PR #6791, opened 2023-04-08
Render async SolidJS components

patdx:
## Changes

- Initially discussed in https://github.com/withastro/roadmap/discussions/519
- Changes the server renderer of Solid components from renderToString to renderToStringAsync.
- This allows you to use *async* APIs inside of your Solid components, such as getImage() from Astro Image or remote APIs.
- The renderer will generate the official Solid hydration script together with this first eligible component of the page. This is required to handle possible data emissions related to resources resolving or error boundaries triggering.

@johannesspohr also contributed code and tests to this PR.

## Testing

I designed some test scenarios and wrote some tests conforming the existing/nonexistence of hydration scripts depending on the client directive.

## Docs

This PR changes how server-only and hydrating SolidJS components may resolve async resources. Before, they may have resolved them on the client side. Now, they may be resolved on the server side before rendering. I tried to cover the changes in the changeset and the SolidJS integration readme.


sarah11918:
I'm going to tag @Jutanium here as the Docs Maintainer to decide whether this would require an update to the Solid integration README if accepted.

packages/astro/src/@types/astro.ts
```diff
@@ -1617,6 +1617,7 @@ export interface SSRMetadata {
 	renderers: SSRLoadedRenderer[];
 	pathname: string;
 	hasHydrationScript: boolean;
+	hasSolidHydrationScript: boolean;
```
matthewp, line 1620: Rather than have framework-specific properties in this internal Result object, this should happen within the renderer itself. You can do this by using the Result object as a weakmap key. We do this in some of the integrations already. See for example in the Preact integration: https://github.com/withastro/astro/blob/main/packages/integrations/preact/src/server.ts#L47

Jutanium:
I would want to edit the SolidJS Integration Readme if this gets accepted

packages/astro/src/@types/astro.ts
patdx: Thank you. I found the equivalent `getContext` in the Solid integration and changed it to use that. In the process I discovered another issue with the PR so I have temporarily changed it to "draft" status until I solve that issue.

patdx:
Thank you for the initial feedback. I tried to address the comment about [how to track page context](https://github.com/withastro/astro/pull/6791#discussion_r1164546343). In the process I noticed a new bug in the implementation [where it is still generating "hydration events/patches"  even though `client::none` should be totally static](https://github.com/withastro/astro/blob/689b2367800300dc1fb838ee67617ad89b2e6adc/packages/astro/test/solid-component.test.js#L47). I have temporarily changed the PR to draft until I have solved that issue.

matthewp:
Would fix https://github.com/withastro/astro/issues/6912

matthewp:
Awesome @patdx can you update to the latest Solid version in that case?

patdx:
Hi @matthewp I updated all the references to the latest SolidJS version, 1.7.4, at the time of writing.

I also added a test based on the #6912 reproduction example.

#6912 lists three possible outcomes:

> 1. (bad) The component fails to render completely, usually on first startup only. The lazy component is not in the source HTML.
> 2. (bad) The component flashes for a second before hydration, and then after hydration occurs, it disappears. Usually this happens on the second refresh and much more frequently in my more complex production app where hydration takes more time.
> 3. (good) The component successfully renders itself, usually after several refreshes. The component is in the source HTML.

As far as I can tell (1) seems to be resolved no matter how times I refresh in dev or preview mode. Most of the time I got the successful result (3), however I could still still observe some issue like (2) that randomly occurred when refreshing. So I believe this PR may improve the behavior of #6912 but not fix it entirely.

sarah11918 (changes requested):
Just blocking this one for docs so it doesn't slip past me. If accepted, this has potential breaking changes for existing users and will require an update to the Solid integration README to document this behaviour. 

@patdx - When we are confident in this being accepted, and the user-facing behaviour is stable enough to know what we need to explain to readers (behind the scenes implementation details don't need to be documented, so it doesn't matter to docs *how* you get this behaviour working! :smile:), please take an initial stab at documenting the new behaviour in the README (finding the logical place, adding the behaviour) and @Yan-Thomas and I will review!

patdx:
I made a super quick attempt to rebase the PR with the latest version.

Depending on the implementation of the new [parallelized rendering](https://astro.build/blog/astro-250/), it may be necessary adjust the Server render logic. If there are hydratable Solid components on the page, the official [SolidJS hydration script](https://www.solidjs.com/guides/server#hydration-script) needs to be inserted as an inline script on the page before the first hydratable Solid component in the HTML.

Also, I didn't realize but I guess it is possible to have Astro Solid islands rendered inside of Astro Solid islands?

```html
<!-- index.astro -->
<SolidA>
  <SolidB />
</SolidA>
<SolidC/>
```
If SolidB may be rendered before SolidA then I think I can't just rely on "which render function was called first", need to use extraHead or something to inject the hydration script.

natemoo-re:
Hey @patdx thanks for tackling this! Sorry things have been quiet! Are you still interested in working on this? If so, we'd be happy to help get this back on track.

patdx:
> Hey @patdx thanks for tackling this! Sorry things have been quiet! Are you still interested in working on this? If so, we'd be happy to help get this back on track.

Hi @natemoo-re sorry yes I am still interested in working on this, but I only have a few hours per week max to work on this kind of stuff, and I ran out of energy to keep up recently, I guess I am a little re-energized now. But still, if somebody is interested to take over I am happy to step back :)

I tried to rebase and resolve [my own open question](https://github.com/withastro/astro/pull/6791#issuecomment-1553913189) about nested components. I did some testing and found it actually worked mostly correctly by default. But I was able to come up with a pretty contrived situation where the inner SolidJS component was rendered first, which caused the SolidJS hydration script to be rendered in the wrong spot (or not at all). So I moved the SolidJS hydration script to `extraHead` and added a new test to validate that the hydration script comes before any hydration events in the output HTML. Does this approach sound okay? This change is tracked in this commit: https://github.com/withastro/astro/pull/6791/commits/1bb4a7d802d3f6db75416bc74b5bda9a508a86a3

patdx:
I updated the readme to clarify that that Suspense is only automatically wrapped around hydrating components, not non-hydrating components (`client:only` components). 

I set it up this way because I feel like it is a good default to make the renderToStringAsync on the server wait for `lazy()` and `createResource()` to resolve, and a Suspense boundary seems necessary to make this happen.

However, if we automatically wrapped Suspense around a client:only component that used `createResource()` API or similar, since there is no server rendering, the default blank/null Suspense fallback would definitely render. That doesn't seem like a great default. In conclusion, if you want to use these Suspense-y APIs for client:only components, I think you probably would want to add your own custom Suspense component and fallback anyway, so there is no special benefit to adding it ourselves.

howagain:
Hey @patdx wanted to bump this tread because I'd love to see this get merged in. Also, follow-up questions but what would be required to get this to work with solid's streaming. Astro already streams its page down so would that even be possible or would that break Astro's current component model?

patdx:
> Hey @patdx wanted to bump this tread because I'd love to see this get merged in.

@howagain I did a quick rebase, hmm I think the PR is basically feature complete, with all the tests I can think of. I need help from the Astro team to review the technical strategy and documentation when they have some time.

> Also, follow-up questions but what would be required to get this to work with solid's streaming. Astro already streams its page down so would that even be possible or would that break Astro's current component model?

Hmm, I'm not sure how that would work. I don't understand the full rendering story, but I think that Astro expects the Renderers (React, Solid, etc) to provide a function called [rendertoStaticMarkup](https://github.com/search?q=repo%3Awithastro%2Fastro%20renderToStaticMarkup&type=code) that returns `Promise<string>`. First of all Astro would need to add support for a way to return a streaming value back instead, and Renderers could implement that streaming API.

There would still be some other issues to overcome:

1. I'm not sure how you would support streaming with components nested inside components, especially if different frameworks. Although many frameworks support streaming output, I don't think many (or any?) frameworks support streaming arbitrary HTML inside of them so nesting components may deopt streaming.
2. Through my testing, it seemed possible in Astro for a nested component to start "rendering" before its parent started rendering component. SolidJS also needs a [Hydration Script](https://www.solidjs.com/guides/server#hydration-script) injected in the HTML before the first top-level SolidJS component rendered on the page. I solved this problem in this PR using [extraHead](https://github.com/withastro/astro/commit/1bb4a7d802d3f6db75416bc74b5bda9a508a86a3) to make sure the Hydration Script got injected before the first SolidJS component regardless of which one started rendering first. But if Astro started streaming everything, I think we would have to assume that the `<head>...</head>` was already rendered and streamed to the client before rendering started for the SolidJS components. So we could no longer use `extraHead`. We would need a better way to detect the first top level SolidJS component in the page and inject the Hydration Script before that, regardless of actual rendering order.

howagain:
@sarah11918 what all is required to get this merged in? I'd love to start taking advantage of solid's `lazy` to help with code splitting our larger solid components.

sarah11918:
Hi @howagain!

I know it's my block you're seeing, but that's because this PR would cause breaking changes and we want to make sure nothing goes out without appropriate guidance in documentation. Normally, when a feature is approved and the implementation is confirmed by the dev team, then the docs team would be pinged to oversee documentation. (Not every PR we receive is accepted and approved.)

The maintainer who would normally oversee this documentation is no longer with the project, but I'll put this one on @ElianCodes ' radar. We would look at it once @natemoo-re or @matthewp tells us it's likely to be approved! So, I guess docs is the bottleneck, but at the same time is not the bottleneck here.  :smile:

natemoo-re:
Sorry for the delay @patdx @howagain! We've been heads-down working on Astro 3.0. This would be a great addition to our revamped Solid adapter to go along with that major version. Hoping we can circle back to this soon!

patdx:
I rebased my code on the latest changes again.

I am having trouble figure out the source but I noticed that according to the tests this file:

```
packages/astro/test/fixtures/slots-solid/src/pages/mdx.mdx
```

is not rendering correctly, the output after `astro build` is just:

```
<!DOCTYPE html>undefined
```

Need to figure out why this is happening...

packages/integrations/solid/src/server.ts
```diff
@@ -21,27 +43,91 @@ function renderToStaticMarkup(
...
+			// *before* the first `await` in the function, so the hydration script will
+			// be prefixed to the first hydratable component on the page, regardless of
+			// the order in which the components finish rendering.
+
+			this.result._metadata.extraHead.push(generateHydrationScript());
+			ctx.hasHydrationScript = true;
+		}
+	}
+
+	html +=
```
johannesspohr, line 126: This is causing the test failures, as `undefined` return from `renderToString` will be stringified here and cause the resulting html to be a string and not `undefined`.

patdx: Thank you! I tried changing this code and it seemed to help with some tests. I still had a few unresolved issues. I also found that the Solid renderer `check()` function also erroneously returns true for MDX page components, overriding the MDX page component rendering and causing the output of a string "undefined". I found at least a basic fix for that. Finally there seem to be some test failures in `packages/astro/test/astro-slots-nested.test.js`, still investigating that. I hope to push these changes soon.

johannesspohr: I removed the `let html = '';` a couple of lines before, and replaced the `html += ` with `const html =`, and all tests pass for me. I don't know if the issues you are talking about are covered by test cases or if I'm missing something, but the error you're talking about sounds exactly like the issue this fixes.
Thanks for your efforts btw, this feature would really elevate the solid integration to a new level :-)

patdx: Got it, thanks. I had tried rebasing on the latest commit in `main` branch at the time, so maybe that had somehow caused a difference in our results.

Originally I just added `?? ''` to handle the "undefined" issue, but I was still getting the `astro-slots-nested ` error for some reason. I rebased again and tried more like your style of using `=` instead of `+=`.   In the last test, the astro-slots-nested issue seemed to resolve itself.

I do feel like the renderer detection logic is not quite working correctly (eg, picking the wrong renderer in some cases), but I can't reproduce it reliably...and out of scope for this task I suppose.

johannesspohr: If I look at the current implementation I still have some questions.
The `check` function relies on the render function returning **not** a string for `html` in case it can't be rendered (see `server.tsx` line 48). So, we need to make sure that we pass any `undefined` from `renderToString` as is, and not convert it to a string. However, by doing `?? ''` or concatenating (like now) will convert it into a string (`"undefined"`), and that will make the `check` function falsely assume that anything is a solid component. As said, by that one change (not concatenating `html` in any case, but just assigning it), my tests were passing consistently.

patdx: Hmm, good point. I wrote that comment after this commit:  https://github.com/withastro/astro/commit/0837b54450392cf7cd246d3d19a3e179bb099878

Where I passed the html value "untouched", just assigning it:

```ts
let html: string;

if (renderStrategy === "async") {
  html = await renderToStringAsync(renderFn, { renderId });
} else {
  html = renderToString(renderFn, { renderId });
}

return {
  attrs: {
    "data-solid-render-id": renderId,
  },
  html,
};
```

That commit seemed to pass the unit test suite, but after I pushed it I realized that the e2e test suite was failing: https://github.com/withastro/astro/actions/runs/6486448279/job/17614736586

Upon further investigation, it seems that in some of the e2e tests, the [Solid Hydration Script](https://www.solidjs.com/guides/server#hydration-script) failed to be injected into the page before Solid elements, causing some of the e2e tests to have an initialization error and just time out.

johannesspohr: I had a proper look at the hydration script issue and some things make more sense to me now, namely:
- The `check` call is a render "dry run", just to find out if we could render this component with solid. It relies on the result `html` being a string if successful, `undefined` if not. Only if the render was successful will the render function be called again for the "real" render - because we're passing different `renderStrategies`, we can use this to determine whether we are in a dry run right now (we could consider renaming it).
- The check for the mdx extentions only hides the fact that because of this concatenation, the check is not properly working. So we still need to make sure to return `undefined` if the dry run (sync) fails.
- In SSR, the head is always already sent, so just using `extraHeads` doesn't work - we need to print to HTML as you also did.

So the solution I came up with looks like this (can surely be optimized and include the extraHead thing again in case it's not yet rendered):
```typescript
        /*
	 * The first component to render needs to also render the hydration script. 
	 * Since components render in parallel, we already indicate to print the hydration
	 * script, as soon as we know it will be printed here. 
	 */
	const includeHydrationScript =
		!ctx.hasHydrationScript && needsHydrate && renderStrategy === 'async';
	if (includeHydrationScript) {
		ctx.hasHydrationScript = true;
	}

	let html =
		renderStrategy === 'async'
			? await renderToStringAsync(renderFn, { renderId })
			: renderToString(renderFn, { renderId });
        // we can assume that with includeHydrationScript = renderStrategy async it always works, because the dry run returned proper HTML
	if (includeHydrationScript) {
		html = generateHydrationScript() + html;
	}
```

There's one more caveat: Since components render in parallel, it might be that the order of rendering is not actually the order that the components appear in. Imagine two astro components
```
<Comp1 />
<Comp2 />
```
where both are delayed (fetching sth. from the database for example), but Comp2 is ready earlier. If both render a solid component, the hydration script will actually be printed *only* before Comp2. Luckily, still both components hydrate successfully, if I read that hydration script correctly it's only that events (click, input) on the first one wouldn't be caught and handled later. From my understanding, with the current architecture, it's not possible to find out from the render function which component is the first on the page, so we would need to live with that.

patdx: Thank you, I think (or hope) I finally get it about the undefined/string thing. I see now that is how the code in main branch is working too. I should try to keep this part unchanged to help keep this PR focused.

Oh, interesting, so you mean SSR mode as opposed to SSG/static rendering mode. In this SSR mode extraHead does not work?

Unfortunately the placement of the hydration script is a little more important than just buffering some client/iinput events. It also sets up a data store at `_$HY` used to pass serialized data from the server to the client, In particular, I've found that Suspense, createResource and ErrorBoundary tend to use it. If the `_$HY` object is not initialized first it may cause errors or break hydration, like this:

image

But yeah, there does not seem to be an obvious/simple way to take care of that.

johannesspohr: Good points. I just tested putting some `createResource` in my scenario with the two delayed components and, as you predicted, it threw (`_$HY` is undefined). It still worked somehow, but I guess we shouldn't rely on that.

One thing I noticed is that Astro manages to put the prescripts (the Astro hydration logic) before the actual first component that uses a directive like `client:load` - as far as I can see there is no way to hook in from a renderer to inject the solid hydration script. But that could probably be achieved somehow.
Also, we might just add this small script to the head section everytime when the solid integration is activated, also not ideal but probably the easiest solution.

sarah11918:
Hey @patdx ! I see more activity on this! 🥳 

Can you let me know whether the changeset/README are likely to change, or ready to be reviewed? As I wrote before, in docs we don't really care *how* you get it working, we only care about how someone will use the feature.

So that means if the usage instructions are correct advice to the user (whenever all the technical details are worked out, even if they're not quite yet now) then we can put this on our radar again to review!  🙌

johannesspohr:
I looked into the `RenderInstructions` and found that would be the best way to implement it. It needs some minor additions in the core but feels quite clean. This fixes the delay issue and fix the slots problem as well.
https://github.com/johannesspohr/astro/commit/fc6e08d3446145f86b16812dd9e2bfc65de3e81d
(don't know if I could push this to your branch, but you might wanna have a look first anyway)

patdx:
> I looked into the `RenderInstructions` and found that would be the best way to implement it. It needs some minor additions in the core but feels quite clean. This fixes the delay issue and fix the slots problem as well. [johannesspohr@fc6e08d](https://github.com/johannesspohr/astro/commit/fc6e08d3446145f86b16812dd9e2bfc65de3e81d) (don't know if I could push this to your branch, but you might wanna have a look first anyway)

Thank you @johannesspohr. I liked your solution so I cherry picked your commit into this PR, hope that is okay. I do wonder if it will be acceptable to modify the core like this. Let's see if there is any additional feedback about this approach from the core team.

> Hey @patdx ! I see more activity on this! 🥳
> 
> Can you let me know whether the changeset/README are likely to change, or ready to be reviewed? As I wrote before, in docs we don't really care _how_ you get it working, we only care about how someone will use the feature.
> 
> So that means if the usage instructions are correct advice to the user (whenever all the technical details are worked out, even if they're not quite yet now) then we can put this on our radar again to review! 🙌

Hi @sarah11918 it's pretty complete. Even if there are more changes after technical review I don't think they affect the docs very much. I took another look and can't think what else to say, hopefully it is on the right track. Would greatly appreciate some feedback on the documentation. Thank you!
# # #
#### Task goal:
The answer should be one number: how many lines in the data contain the word "figure".

#### Result of the task:
2